Duh, my bad. Yeah, I missed that one. Thanks for pointing it out.
The emitting threads are just dominated by the events which are not aggregated:
It's weird, that doesn't make sense to me. The whole idea behind this PR is that emiting the metric is more expensive than grouping it. Even with SERIES_COUNT=5
, the vast majority of metrics should be grouped, so it should cut down a lot on how many packets are generated and sent.
Like, either something isn't working as intended, or either the benchmark isn't doing what I think, or either this is a ton of extra complexity for not a whole lot of performance gain.
Like, either something isn't working as intended, or either the benchmark isn't doing what I think, or either this is a ton of extra complexity for not a whole lot of performance gain.
DogStatsD is big mess TBH, this PR concerns aggregating metrics, but in our benchmark we are also sending all the other type of "events" that just Datadog Agent can understand like service checks and events.
If I change the benchmark to just send metrics, the results are dramatically different:
✗ RUBY_YJIT_ENABLE=true ITERATIONS=6000 SERIES_COUNT=5 THREAD_COUNT=5 ./benchmark/local-udp-throughput 🕙 15:00:59
===== UDP sync throughput (5 threads) - total events: 900000 =====
events: 133,204.5/s. Total time: 6.76s
===== UDP batched throughput (5 threads) - total events: 900000 =====
events: 450,433.1/s. Total time: 2.0s
===== UDP batched with aggregation throughput (5 threads) - total events: 900000 =====
events: 836,921.2/s. Total time: 1.08s
===== UDP batched with aggregation and 5 second interval throughput (5 threads) - total events: 900000 =====
events: 837,549.0/s. Total time: 1.07s
You can see that we almost double throughput with aggregation. For Shopify itself, we have a skewed distribution of samples where we publish much more timing metrics (mostly distribution
). So if we wanted to make a more "real-world" comparison, we would need to send more samples of that type here as well.

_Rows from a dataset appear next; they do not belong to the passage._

PR #330, opened 2024-01-05
2.x.x - Trailer headers

adam-fowler:
Trailer headers are output as the return value from the response body writer

### DIFF
--- a/Sources/HummingbirdCore/Response/ResponseBody.swift
+++ b/Sources/HummingbirdCore/Response/ResponseBody.swift
@@ -28,14 +28,14 @@ public struct HBResponseBody: Sendable {
     /// - Parameters:
     ///   - contentLength: Optional length of body
     ///   - write: closure provided with `writer` type that can be used to write to response body
-    public init(contentLength: Int? = nil, _ write: @Sendable @escaping (any HBResponseBodyWriter) async throws -> HTTPFields?) {
-        self.write = write
+    public init(contentLength: Int? = nil, _ write: @Sendable @escaping (any HBResponseBodyWriter) async throws -> Void) {
+        self.write = { try await write($0); return nil }
         self.contentLength = contentLength
     }
 
     /// Initialise empty HBResponseBody
     public init() {
-        self.init(contentLength: 0) { _ in return nil }
+        self.init(contentLength: 0) { _ in }
     }
 
     /// Initialise HBResponseBody that contains a single ByteBuffer
@@ -43,7 +43,6 @@ public struct HBResponseBody: Sendable {
     public init(byteBuffer: ByteBuffer) {
         self.init(contentLength: byteBuffer.readableBytes) { writer in
             try await writer.write(byteBuffer)
-            return nil
         }
     }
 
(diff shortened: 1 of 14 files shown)


Joannis:
Many users won't use the trailing headers, does it make sense to support an additional closure that's (still) defines as `-> Void` for users that don't need trailing headers? We could then make the trailing headers return a non-optional, so it's clearly distinct.

adam-fowler:
> Many users won't use the trailing headers, does it make sense to support an additional closure that's (still) defines as `-> Void` for users that don't need trailing headers? We could then make the trailing headers return a non-optional, so it's clearly distinct.

I tried having two different `init` one with a handler that returned `Void` and one with a handler that return `HTTPFields` but it confuses the compiler. If you have a closure where it isn't obvious what the return value you get an error. I think I have a solution though checkout the last commit.

Sources/HummingbirdCore/Response/ResponseBody.swift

but in our benchmark we are also sending all the other type of "events" that just Datadog Agent can understand like service checks and events.

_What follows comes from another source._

PR #331, opened 2024-01-05
2.x.x - Change parameter capture syntax to same as OpenAPI

adam-fowler:
In v1.0 to support prefix and suffix URI parameters we added a new syntax for defining extracted parameters `${parameter}`. Since then the OpenAPI runtime has come on line and it seems more sensible to duplicate the syntax OpenAPI has `{parameter}`. ie remove the `$`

If I change the benchmark to just send metrics, the results are dramatically different:
Ah, just remove that from the benchmark.
@casperisfine do you have any other remarks here? Can I proceed with merge?
This is an extension of the work in #366, started as experimentation, but showed great potential in reducing not only network chat, but also CPU usage in the Ruby applications we use in production.